PROMPT:
Extract, without alteration, each line from the start of the listing to the line bearing "is first initialized.".

DATA SECTION:

┄┄┄┄┄┄┄┄┄┄

PR #133, opened 2016-04-04
Setting the initial pgsql superuser password

robdaemon:
* Adds initial-su-username and initial-su-password-secret-file parameters. If these are set, stolon will set the proper password for the initial superuser when postgresql is first initialized.
* Adds an example secret and usage to the Kubernetes examples.
* Adds support for specifying a namespace to sentinel. This allows stolon to be ran outside of the "default" namespace.

### DIFF
--- a/cmd/keeper/keeper.go
+++ b/cmd/keeper/keeper.go
@@ -57,20 +57,22 @@ var cmdKeeper = &cobra.Command{
 }
 
 type config struct {
-	id              string
-	storeBackend    string
-	storeEndpoints  string
-	dataDir         string
-	clusterName     string
-	listenAddress   string
-	port            string
-	pgListenAddress string
-	pgPort          string
-	pgBinPath       string
-	pgConfDir       string
-	pgSUUsername    string
-	pgSUPassword    string
-	debug           bool
+	id                      string
+	storeBackend            string
+	storeEndpoints          string
+	dataDir                 string
+	clusterName             string
+	listenAddress           string
+	port                    string
+	pgListenAddress         string
+	pgPort                  string
+	pgBinPath               string
+	pgConfDir               string
+	pgSUUsername            string
+	pgSUPassword            string
+	debug                   bool
+	pgInitialSUUsername     string
+	pgInitialSUPasswordFile string
 }
 
 var cfg config
@@ -93,6 +95,8 @@ func init() {
 	cmdKeeper.PersistentFlags().StringVar(&cfg.pgConfDir, "pg-conf-dir", "", "absolute path to user provided postgres configuration. If empty a default dir under $dataDir/postgres/conf.d will be used")
 	cmdKeeper.PersistentFlags().StringVar(&cfg.pgSUUsername, "pg-su-username", "", "postgres superuser user name (required by pg_rewind)")
 	cmdKeeper.PersistentFlags().StringVar(&cfg.pgSUPassword, "pg-su-password", "", "postgres superuser password (required by pg_rewind)")
+	cmdKeeper.PersistentFlags().StringVar(&cfg.pgInitialSUUsername, "initial-pg-su-username", "", "postgres initial superuser username")
+	cmdKeeper.PersistentFlags().StringVar(&cfg.pgInitialSUPasswordFile, "initial-pg-su-password-file", "", "postgres initial superuser password secret file")
 	cmdKeeper.PersistentFlags().BoolVar(&cfg.debug, "debug", false, "enable debug logging")
 }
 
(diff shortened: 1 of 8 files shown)


cmd/keeper/keeper.go
```diff
@@ -93,6 +95,8 @@ func init() {
 	cmdKeeper.PersistentFlags().StringVar(&cfg.pgConfDir, "pg-conf-dir", "", "absolute path to user provided postgres configuration. If empty a default dir under $dataDir/postgres/conf.d will be used")
 	cmdKeeper.PersistentFlags().StringVar(&cfg.pgSUUsername, "pg-su-username", "", "postgres superuser user name (required by pg_rewind)")
 	cmdKeeper.PersistentFlags().StringVar(&cfg.pgSUPassword, "pg-su-password", "", "postgres superuser password (required by pg_rewind)")
+	cmdKeeper.PersistentFlags().StringVar(&cfg.initialSUUsername, "initial-su-username", "", "postgres initial superuser username")
+	cmdKeeper.PersistentFlags().StringVar(&cfg.initialSUPasswordFile, "initial-su-password-secret-file", "", "postgres initial superuser password secret file")
```
sgotti: I also wanted to read it from a file when adding `pgSUPassword` for pg rewind instead of relying of an argument or env variable. I'll create a future PR the make it consistent with your proposal.

cmd/keeper/keeper.go
```diff
@@ -113,9 +131,6 @@ func (p *PostgresKeeper) getSUConnParams(keeperState *cluster.KeeperState, setPa
 		"dbname":           "postgres",
 		"sslmode":          "disable",
 	}
-	if setPassword {
-		cp["password"] = p.cfg.pgSUPassword
-	}
```
sgotti: Not sure why I addedt the setPassword bool but it's actually not needed... thanks.

cmd/keeper/keeper.go
sgotti: To make it consistent I'd like to leave the pg prefix. But the options are becoming quite long :stuck_out_tongue_closed_eyes: 

what about:

`initial-pg-su-username`
`initial-pg-su-password-file`
?

cmd/keeper/keeper.go
```diff
@@ -103,7 +107,21 @@ var defaultPGParameters = pg.Parameters{
 	"hot_standby":             "on",
 }
 
-func (p *PostgresKeeper) getSUConnParams(keeperState *cluster.KeeperState, setPassword bool) pg.ConnParams {
+func (p *PostgresKeeper) getInitialSUPassword() string {
+	var pw string
+
+	if p.cfg.initialSUPasswordFile != "" {
+		pwBytes, err := ioutil.ReadFile(p.cfg.initialSUPasswordFile)
```
sgotti: should we check file permissions to be <= than 600. Perhaps that's a lesser problem inside a pod but on a standard server it'll be good to make them readable only by the stolon's owner.

But looks like that kubernetes actually doesn't implement setting file permission so actually it should ignore the check on kubernetes. Perhaps just add a TODO at the moment...
Haven't tried so I'm not sure it will be possible to them with that user / permissions using kubernetes secrets?

cmd/keeper/keeper.go
```diff
@@ -103,7 +107,21 @@ var defaultPGParameters = pg.Parameters{
...
+		if err != nil {
+			log.Errorf("Unable to read password from file %s, error: %s", p.cfg.initialSUPasswordFile, err.Error())
```
sgotti: `log.Errorf("Unable to read password from file %s, error: %v", p.cfg.initialSUPasswordFile, err)` to make it consistent with other errors logging.

sgotti:
@robdaemon thanks a lot for this patch, that's really cool. I put some comments inline.

robdaemon:
Give me an hour or so, I'll push up a commit that addresses your comments!

robdaemon:
@sgotti okay, addressed your feedback. I added a TODO about enforcing the file permissions, and a log warning if they're too open. I chose a warning on the logging because it's a recoverable condition.

sgotti:
@robdaemon Great! Thanks a lot! I'm going to merge it.

sgotti:
@robdaemon I forgot to ask if you can please squash the commits in a single one.

robdaemon:
done! I usually hold off on squashing until it meets upstream approval :)

sgotti:
> done! I usually hold off on squashing until it meets upstream approval :)

You're right, I was just too eager to merge it.

Thanks again!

┄┄┄┄┄┄┄┄┄┄

TASK RESULT:
PR #133, opened 2016-04-04
Setting the initial pgsql superuser password

robdaemon:
* Adds initial-su-username and initial-su-password-secret-file parameters. If these are set, stolon will set the proper password for the initial superuser when postgresql is first initialized.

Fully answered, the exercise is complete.